On the morning of April 6, 1862, Ulysses Grant 
was at Annie Cherry's breakfast table 
when he heard the report from a cannon. 
Then the 39-year-old commander heard the booming of cannon in the distance. Grant's army was camped miles upriver at Pittsburg Landing and Crump's Landing.

"The ball is in motion," the general said, according to Annie Cherry.  Grant and his staff boarded a steamship and headed toward Pittsburg Landing.

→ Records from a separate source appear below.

PR #801, opened 2023-11-30
Pass through 0W requests to the microgrid API independent of exclusion bounds

### LINKED ISSUE #794: PowerDistributor is going away from zero when zero power is requested, when there are exclusion bounds
### What happened?

When 0 power is requested when there are exclusion bounds, the power distributor is returning non-zero power values that are outside the exclusion bounds.  This can be reproduced by adding the below snippet under `test_scenario_1`

```diff
diff --git a/tests/actor/power_distributing/test_battery_distribution_algorithm.py b/tests/actor/power_distributing/test_battery_distribution_algorithm.py
index 3501cc2c..3841deef 100644
--- a/tests/actor/power_distributing/test_battery_distribution_algorithm.py
+++ b/tests/actor/power_distributing/test_battery_distribution_algorithm.py
@@ -1039,6 +1039,10 @@ class TestDistWithExclBounds:
 
         algorithm = BatteryDistributionAlgorithm()
 
+        self.assert_result(
+            algorithm.distribute_power(0, components),
+            DistributionResult({1: 0, 3: 0, 5: 0}, remaining_power=0.0),
+        )
         self.assert_result(
             algorithm.distribute_power(-300, components),
             DistributionResult({1: -100, 3: -100, 5: -100}, remaining_power=0.0),
```

It should produce 0 values, because the api service accepts 0 values, even when there are exclusion bounds.

### Affected version(s)

_No response_

### Affected part(s)

I don't know (part:❓)

### Extra information

We renamed the `power distribution` label to `power management`, but the `Affected part(s)` dropdown when reporting a bug still says `power distribution`.

shsms:
The PowerManager and PowerDistributor were adjusting 0 power requests to exclusion bounds, which it shouldn't do.

It now forwards 0 power requests directly to the microgrid API, which can decide how to adjust for exclusion bounds, if necessary.

Closes #794

### DIFF
--- a/src/frequenz/sdk/actor/_power_managing/_bounds.py
+++ b/src/frequenz/sdk/actor/_power_managing/_bounds.py
@@ -138,7 +138,7 @@ def clamp_to_bounds(  # pylint: disable=too-many-return-statements
 
     # If the given value is within the exclusion bounds and the exclusion bounds are
     # within the given bounds, clamp the given value to the closest exclusion bound.
-    if exclusion_bounds is not None:
+    if exclusion_bounds is not None and not value.isclose(Power.zero()):
         if exclusion_bounds.lower < value < exclusion_bounds.upper:
             return exclusion_bounds.lower, exclusion_bounds.upper
 
--- a/src/frequenz/sdk/actor/power_distributing/_distribution_algorithm/_battery_distribution_algorithm.py
+++ b/src/frequenz/sdk/actor/power_distributing/_distribution_algorithm/_battery_distribution_algorithm.py
@@ -685,7 +685,16 @@ class BatteryDistributionAlgorithm:
         Returns:
             Distribution result
         """
-        if power >= 0.0:
+        if is_close_to_zero(power):
+            return DistributionResult(
+                distribution={
+                    inverter.component_id: 0.0
+                    for _, inverters in components
+                    for inverter in inverters
+                },
+                remaining_power=0.0,
+            )
+        if power > 0.0:
             return self._distribute_consume_power(power, components)
         return self._distribute_supply_power(power, components)
 
--- a/RELEASE_NOTES.md
+++ b/RELEASE_NOTES.md
@@ -52,4 +52,4 @@
 
 ## Bug Fixes
 
-<!-- Here goes notable bug fixes that are worth a special mention or explanation -->
+- 0W power requests are now not adjusted to exclusion bounds by the `PowerManager` and `PowerDistributor`, and are sent over to the microgrid API directly.
--- a/tests/actor/_power_managing/test_matryoshka.py
+++ b/tests/actor/_power_managing/test_matryoshka.py
@@ -313,6 +313,13 @@ async def test_matryoshka_with_excl_3() -> None:
     )
 
     tester = StatefulTester(batteries, system_bounds)
+    tester.tgt_power(priority=2, power=10.0, bounds=(None, None), expected=30.0)
+    tester.tgt_power(priority=2, power=-10.0, bounds=(None, None), expected=-30.0)
+    tester.tgt_power(priority=2, power=0.0, bounds=(None, None), expected=0.0)
+    tester.tgt_power(priority=3, power=20.0, bounds=(None, None), expected=None)
+    tester.tgt_power(priority=1, power=-20.0, bounds=(None, None), expected=-30.0)
+    tester.tgt_power(priority=3, power=None, bounds=(None, None), expected=None)
+    tester.tgt_power(priority=1, power=None, bounds=(None, None), expected=0.0)
 
     tester.tgt_power(priority=2, power=25.0, bounds=(25.0, 50.0), expected=30.0)
     tester.bounds(priority=2, expected_power=30.0, expected_bounds=(-200.0, 200.0))
--- a/tests/actor/_power_managing/test_report.py
+++ b/tests/actor/_power_managing/test_report.py
@@ -58,7 +58,7 @@ def test_adjust_to_bounds() -> None:
         inclusion_bounds=(-200.0, 200.0),
         exclusion_bounds=(-30.0, 30.0),
     )
-    tester.case(0.0, -30.0, 30.0)
+    tester.case(0.0, 0.0, 0.0)
     tester.case(-210.0, -200.0, None)
     tester.case(220.0, None, 200.0)
     tester.case(-20.0, -30.0, 30.0)
--- a/tests/actor/power_distributing/test_battery_distribution_algorithm.py
+++ b/tests/actor/power_distributing/test_battery_distribution_algorithm.py
@@ -1040,6 +1040,11 @@ class TestDistWithExclBounds:
         algorithm = BatteryDistributionAlgorithm()
 
         self.assert_result(
+            algorithm.distribute_power(0, components),
+            DistributionResult({1: 0, 3: 0, 5: 0}, remaining_power=0.0),
+        )
+
+        self.assert_result(
             algorithm.distribute_power(-300, components),
             DistributionResult({1: -100, 3: -100, 5: -100}, remaining_power=0.0),
         )
--- a/tests/timeseries/_battery_pool/test_battery_pool_control_methods.py
+++ b/tests/timeseries/_battery_pool/test_battery_pool_control_methods.py
@@ -109,7 +109,11 @@ class TestBatteryPoolControl:
             )
         )
 
-    async def _init_data_for_batteries(self, mocks: Mocks) -> None:
+    async def _init_data_for_batteries(
+        self, mocks: Mocks, *, exclusion_bounds: tuple[float, float] | None = None
+    ) -> None:
+        excl_lower = exclusion_bounds[0] if exclusion_bounds else 0.0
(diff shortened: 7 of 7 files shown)


src/frequenz/sdk/actor/_power_managing/_bounds.py
```diff
@@ -138,7 +138,7 @@ def clamp_to_bounds(  # pylint: disable=too-many-return-statements
 
     # If the given value is within the exclusion bounds and the exclusion bounds are
     # within the given bounds, clamp the given value to the closest exclusion bound.
-    if exclusion_bounds is not None:
+    if exclusion_bounds is not None and not value.isclose(Power.zero()):
```
llucax, line 141: If the power is close to zero, shouldn't we use `Power.zero()` instead of `value`? What happens if the API receives something that is *close to zero* but not exactly zero?

I understand in general we need to compare using *is close* comparison because of floats work, but if we treat zero specially we might run into problems too.

src/frequenz/sdk/actor/power_distributing/_distribution_algorithm/_battery_distribution_algorithm.py
```diff
@@ -685,7 +685,16 @@ def distribute_power(
...
-        if power >= 0.0:
+        if is_close_to_zero(power):
+            return DistributionResult(
+                distribution={
+                    inverter.component_id: 0.0
+                    for _, inverters in components
+                    for inverter in inverters
+                },
+                remaining_power=0.0,
+            )
```
llucax, line 696: In this case, if I understand correctly, you are setting it to zero if it is close to zero, right?

llucax (commented):
The PR looks good to me in general code-wise, but I feel uneasy about this special casing.

If *"It now forwards 0 power requests directly to the microgrid API, which can decide how to adjust for exclusion bounds, if necessary."*, why are we taking care of bounds in the SDK at all?

Again, I have the feeling that we need an API call to *release* a device (unsetting power so to speak) instead of using 0 as a special case. I think we discussed this before, but don't remember where and what was the conclusion.

@tiyash-basu-frequenz @thomas-nicolai-frequenz FYI

tiyash-basu-frequenz:
> why are we taking care of bounds in the SDK at all?

I have lately been hearing that the SDK now has its own bounds. Don't know why though. ~Sounds like duplication of logic to me. Maybe there is a requirement that I am not aware of. But keep in mind that bounds can become very complicated very soon.~ (Tom explained why. Wasn't aware of it).

> Again, I have the feeling that we need an API call to release a device (unsetting power so to speak) instead of using 0 as a special case. I think we discussed this before, but don't remember where and what was the conclusion.

* "Release" gives the impression that there must be an "acquire", and it thus indicates some sort of locking, which is not the case. We can give it different name though. OR
* we keep `0W` as a special case for now. In the next Microgrid API release, inclusion/exclusion bounds will be replaced by arrays, and we could add a bounds-pair `(0,0)` to that list. It would more idiomatic w.r.t. to the API I feel.

llucax:
Ok, that makes sense, if 0 is explicitly allowed I guess we can keep zero as a special case.

The question about float precision still remains though, what happens if the API receives a set power with 0.00000001? Does it consider it 0 and apply it or it ignores it?

Maybe we can allow calling set power with no power to *unset* power?

llucax:
One last thing that comes to mind, I guess my issue with 0 as a special value is that, if 0 is really not in bounds (like we need DC heating to the battery will be either charging or discharging even if you set power to 0), it will be misleading, and people might think that they stopped a battery from (dis)charging and that is not really true.

llucax:
Another option would be to keep 0 out of bounds and make the SDK decide what to do if 0 is not in bounds, and pick the lower or upper bound closer to 0 explicitly.

thomas-nicolai-frequenz:
> One last thing that comes to mind, I guess my issue with 0 as a special value is that, if 0 is really not in bounds (like we need DC heating to the battery will be either charging or discharging even if you set power to 0), it will be misleading, and people might think that they stopped a battery from (dis)charging and that is not really true.

This is a little bit of a weak argument. This would be like saying setting power to 0 does indeed stop any discharging of a battery but there are things like self-discharge etc. I would be very careful with absolute assumptions. Another example is when the BMS on itself starts balancing a battery. So I don't feel this speaks for or against 0 as a special value.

The Battle of Shiloh had begun.

THE GENERAL WAS SOBER -- Decades after the war, Annie Cherry, whose two brothers served in the Confederate Army, dismissed rumors that Grant was drunk the morning of the battle. "You will please accept my assurance, gladly given, that on the date mentioned I believe Gen. Grant was thoroughly sober," she wrote in a letter published in Confederate Veteran  in February 1893. Added Cherry: "During the weeks of his occupancy of my house he always demeaned himself as a gentleman; was kind, courteous, genial, and considerate, and never appeared in my presence in a state of intoxication."

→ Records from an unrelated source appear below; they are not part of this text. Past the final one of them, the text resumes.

PR #944, opened 2024-05-02
Always require a priority argument in calls to `microgrid.*_pool` methods

shsms:
This PR also makes the methods accept only keyword arguments.

Closes #916

Issue #916, opened 2024-04-04
Make the `priority` argument for `xxx_pool()` required


llucax:
### What's needed?

We need to try to avoid using the same priority in different actors, as it could lead to conflicts.

### Proposed solution

Make the `priority` argument required in the `xxx_pool()` functions in `frequenz.sdk.microgrid` (and `_DataPipeline`).

### Additional context

* https://github.com/frequenz-floss/frequenz-sdk-python/discussions/913

PR #946, opened 2024-05-02
Set zero power for PV inverters not neccessary to reach target power

### LINKED ISSUE #933: Fix PV inverter manager for 0 W power request
### What happened?

The function [distribute_power](https://github.com/frequenz-floss/frequenz-sdk-python/blob/v1.x.x/src/frequenz/sdk/actor/power_distributing/_component_managers/_pv_inverter_manager/_pv_inverter_manager.py#L133-L160) attempts to set a power request of 0W via the API when the list of allocations is empty, leading to an unhandled exception.

Initially, the remaining power is set to 0W based on the request passed as a parameter to the function. Then, when the check for zero remaining power is made, it causes the loop over working components to exit prematurely, resulting in the API power request being executed even though the list of allocations is empty, thus triggering an unhandled exception.

The API power request is set to 0 W for each PV inverter.

### Affected version(s)

1.0.0-rc6

shsms:
If desired power is already reached without the need to use some inverters, their powers need to be set to zero.

If not, their original powers would remain and the target powers would be wrong.

In case the requested power is zero, this was also leading to crashes because there were no allocations.  This change also fixes that issue.

Closes #933

### DIFF
--- a/RELEASE_NOTES.md
+++ b/RELEASE_NOTES.md
@@ -16,4 +16,4 @@
 
 ## Bug Fixes
 
-<!-- Here goes notable bug fixes that are worth a special mention or explanation -->
+- When the PowerDistributor receives a zero power request for PV inverters, it now correctly sets zero power to the inverters, and no longer crashes.
--- a/src/frequenz/sdk/actor/power_distributing/_component_managers/_pv_inverter_manager/_pv_inverter_manager.py
+++ b/src/frequenz/sdk/actor/power_distributing/_component_managers/_pv_inverter_manager/_pv_inverter_manager.py
@@ -136,7 +136,8 @@ class PVManager(ComponentManager):
             if remaining_power > Power.zero() or is_close_to_zero(
                 remaining_power.as_watts()
             ):
-                break
+                allocations[inv_id] = Power.zero()
+                continue
             distribution = remaining_power / float(num_components - idx)
             inv_data = self._component_data_caches[inv_id]
             if not inv_data.has_value():
--- a/tests/timeseries/_pv_pool/test_pv_pool_control_methods.py
+++ b/tests/timeseries/_pv_pool/test_pv_pool_control_methods.py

GRANT'S PIANO: The general and other Union officers were  entertained in the house by Annie and her sisters. The piano they played remains on the first floor of the house, a private residence today.

HOSPITAL SITE: After the Battle of Shiloh, which resulted in nearly 24,000 casualties, a makeshift hospital was set up in the yard of the mansion. Days after the battle, hospital boats were moored in the Tennessee River below the house.

Mortally wounded at Shiloh, General W.H.L. Wallace died
in his wife's arms at the Cherry Mansion. She never remarried.
"WE MEET IN HEAVEN" On the first day of the battle, Union General W.H.L Wallace, a lawyer in civilian life, was shot through the back of the head. The projectile exited through 40-year-old general's left eye. Left behind as Confederates overwhelmed Union lines, Wallace lay overnight in the rain, wrapped in a blanket. The next day, he was discovered by comrades and taken to the Cherry Mansion, accompanied by his wife, who had traveled from Illinois. Martha Ann Wallace was "occasionally made happy by a smile or act of recognition," but the general died in his wife's arms in the library of the mansion on April 10. His last words to her: "We meet in heaven." 

Charles F. Smith
ANOTHER GENERAL DIES: Union Major General Charles Ferguson Smith, whom Grant idolized, died on the second floor of the mansion on April 25, 1862, a day after his 55th birthday. Cause of death: An infection following a foot injury and dysentery.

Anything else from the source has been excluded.